4.Money position: The Jets keep their Mekhi Becton-George Fant plane close to the west. Offensive coach John Benton said it does not matter who plays left tackle because the two tackle spots can be replaced. Easy for him to say; the size of his payslip does not depend on it.

The fact is, there es a difference in positions when it comes to pay. The top five highest paid left tackles average $ 21.3 million a year; the five highest paid straight tackles average $ 18 million, according to Over The Cap. So even though Becton said he would be fine with a shift to the right tackle, you can bet he will stay. He has two years left on his rookie contract, but his fifth-year option for 2024 is to be decided in May next year.

Fant, who has made it clear that he prefers left tackle, is in the middle of contract negotiations for an extension. Maybe that explains the team’s secrecy. It would give him more leverage if he has anointed the left tackle. It could also be a way to keep Becton motivated during the break for a looming left-tackle competition.

It would be a defeat for the front office if Becton goes to the right. The Jets drafted him as No. 11 overall in 2020, in part because they saw him as a potential franchise left-handed tackle. It was in their eyes one of the factors that separated him from Tristan Wirfs, whom they envisioned as a right-wing tackle or possible guard.

Wirfs, who was selected as No. 13 overall, is a right tackle, okay – an All-Pro right tackle for the Tampa Bay Buccaneers.

5.Becton turnaround 2.0? One last thought about Becton, who has six weeks to lose weight and get his body right for training camp: Yes, there is frustration in the organization over his conditioning, but there is also hope that he can rebound and reach his potential, which he did. at the University of Louisville.

After two dull seasons, Becton took a quantum leap when the Cardinals brought in a new coaching staff into 2019. It seemed to ignite his fire. Mens Saleh & Co. starting their second year, they are a bit new to Becton, who only played one game for them in 2021.

Becton, who plans to get haters to “eat their word,” has already reached a crucial stage in his young career.

6. Here comes Mims: Another highly scrutinized player in training camp will be wide receiver Denzel Mims. The feeling inside the building is that Mims, who is coming after a disappointing year, has turned around. The second round election in 2020 is physically a better place than a year ago, which bodes well for his chances of getting on the team.

Mims was designed as a classic X-receiver (split end), which after the change of coach was forced to learn all three receiver seats in a new scheme. It was an adjustment and he struggled. Now it looks like he’s shopping. Unfortunately for him, it can be difficult to get on the field due to the upgrades to the position.

7. Under-radar standouts: A handful of lesser-known players stood out in practice, including wide receiver Jeff Smith (one-handed TD catch in minicamp), tight-ends Trevon Wesco and Lawrence Cager, back Nick Bawden, safety Jason Pinnock and cornerback Isaiah Dunn.

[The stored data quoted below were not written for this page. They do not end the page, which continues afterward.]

PR #692, opened 2015-02-10
Enhance from_entries to better deal with Amazon AWS Tags

kim-toms:
AWS Tags use a structure of { "Name" : "key", "Value" : "value" }

This change enhances from_entries to allow Name as the key name.  Also included is an enhancement to the documentation to better describe from_entries, and a test to ensure it works.


nicowilliams:
Thanks!

PR #699, opened 2015-02-16
Fix oniguruma detection logic

hroptatyr:
At the moment, a failed oniguruma header check would leave
HAVE_ONIGURUMA set to 1 still, resulting in a compiler error
in builtin.c.


nicowilliams:
Thanks!

PR #709, opened 2015-02-23
adds explicit bison version requirement

rubicks:


nicowilliams:
I guess this can't hurt.  But don't we already do enough in configure.ac?

rubicks:
You know, [that](https://github.com/stedolan/jq/blob/master/configure.ac#L36) is an excellent point. I don't know why or how it didn't work on my weird machine (RedHat 6.5 something something), but I strongly suspect an out-of-date `autoconf-archive`. In any case, I think we're agreed---it makes little sense to check the version of one executable in two places. Sorry for taking your time on this.

nicowilliams:
@rubicks  :)

If this becomes necessary, I'll re-open and merge this.  Thanks!

PR #714, opened 2015-03-02
Check output errors

agordon:
Hello,

Thanks for writing 'jq' - great program, I use it daily.

Attached two suggestions for improvements: the first detects output errors, making jq more robust in automated environments.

Remember, there was no contact, no running games and no bump-and-run coverage (well, maybe a watered-down version). June stars may fade in August. Tight ends coach Ron Middleton said it best. Referring to Cager, a converted wideout who made many catches, Middleton said, “When we get the plastic on (shoulder pads), it’s when you have to show that you belong.”

8. Ravenousprep: When do NFL teams start preparing for their season opener? The Jets’ defensive coaches have already given their players a taste of the Baltimore Ravens, their opponent in Week 1.

The defense “met” about 25-30 running games from Baltimore during review periods during the offseason, according to defensive coordinator Jeff Ulbrich. The Ravens have a unique running game with quarterback Lamar Jackson and a wide variety of gap schedules. You can not prepare for it in a few days, so the Jets got started early.